According to new research, 3D printed tablets could deter opioid abusers from misusing pharmaceuticals. A team from St. John’s University, New York, designed and tested egg-shaped thermoplastic shapes that make it difficult to misuse strong prescription drugs.

These egg-shaped tablets, dubbed “egglets”, were developed and assessed by Doctors Pavan Kumar Nukala, Siddhant Palekar, Manali Patki and Ketan Patel. The 3D printed pills passed the majority of tests for abuse deterrent opioids as described in FDA guidance.

Abuse - Deterrent - Opioids - Researchers - Template

Abuse deterrent opioids are altered to make them harder to take recreationally. The researchers opted for an egg-shaped template, reminiscent of the hard outer shell of an egg. They felt that this shape would deter drug abusers from attempting to tamper with the pills.

The egglets were made of drug-loaded polymeric filaments, prepared using hot melt extrusion (HME). These were converted into solid dosage form, using a desktop FDM 3D printer.

Left - Egglets - Crushing - Test - Right

Left: Egglets before the crushing test. Right: Egglets after being crushed at maximum force.
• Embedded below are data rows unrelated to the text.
PR #795, opened 2019-09-02
Issue #775 Push all forms when form_id is not specified

### LINKED ISSUE #775: Push all forms when form_id is not specified

ggalmazor:
Closes #775

This PR solves the issue for Central. Aggregate has been already addressed in another PR.

Test manually in my computer using the central sandbox.

This is a narrow fix that uses the same code from the push to aggregate operation.

There shouldn't be any regression risk since this change uses the same code as another PR that was tested and verified.

Yes. https://github.com/opendatakit/docs/issues/1100

### DIFF
--- a/src/org/opendatakit/briefcase/operations/PushFormToCentral.java
+++ b/src/org/opendatakit/briefcase/operations/PushFormToCentral.java
@@ -26,8 +26,8 @@ import static org.opendatakit.briefcase.reused.http.Http.DEFAULT_HTTP_CONNECTION
 
 import java.nio.file.Path;
 import java.util.Arrays;
-import java.util.Collections;
-import java.util.Optional;
+import java.util.List;
+import java.util.stream.Collectors;
 import org.opendatakit.briefcase.model.BriefcasePreferences;
 import org.opendatakit.briefcase.model.FormStatus;
 import org.opendatakit.briefcase.model.FormStatusEvent;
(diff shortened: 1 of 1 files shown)


src/org/opendatakit/briefcase/operations/PushFormToCentral.java
```diff
@@ -78,14 +78,22 @@ private static void pushToCentral(Args args) {
     String token = http.execute(server.getSessionTokenRequest())
         .orElseThrow(() -> new BriefcaseException("Can't authenticate with ODK Central"));
 
-    String formId = args.get(FORM_ID);
-    Optional<FormStatus> maybeFormStatus = formCache.getForms().stream()
-        .filter(form -> form.getFormId().equals(formId))
-        .map(FormStatus::new)
-        .findFirst();
+    List<FormStatus> statuses;
+    if (args.getOptional(FORM_ID).isPresent()) {
```
yanokwa: Curious why the Aggregate code doesn't use optionals.

ggalmazor:
Great idea! I think @acj might overlap with my timezone a little better than @dcbriccetti in case he's off. @acj feel free to open a review and leave some feedback ;)

dcbriccetti:
Looking now.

Photo via AAPS PharmSciTech.

The effects of opioid misuse vary, depending on how they are taken. Opioids can be ingested, inhaled or injected, and the highest number of overdose deaths are caused by inhaling or injecting. Prescribed medication is often designed to be ingested for this reason. Snorting can destroy tissue in the nose or mouth, and injection carries the risk of blood-borne infections.

Drug - Drug - Misusers - Use - Research

If a drug appears to be too difficult to abuse, drug misusers may be less likely to attempt recreational use. Research on this is mixed, with findings from the National Opioid Medication Abuse Deterrence (NOMAD) study concluding that tamper-resistant oxycodone reduced rates of injection among people who inject drugs. In addition, there was no evidence that these users switched to other opioids. A May 2018 study in The Journal of Anaesthesiology concluded that ADFs “will likely benefit a relatively small subset...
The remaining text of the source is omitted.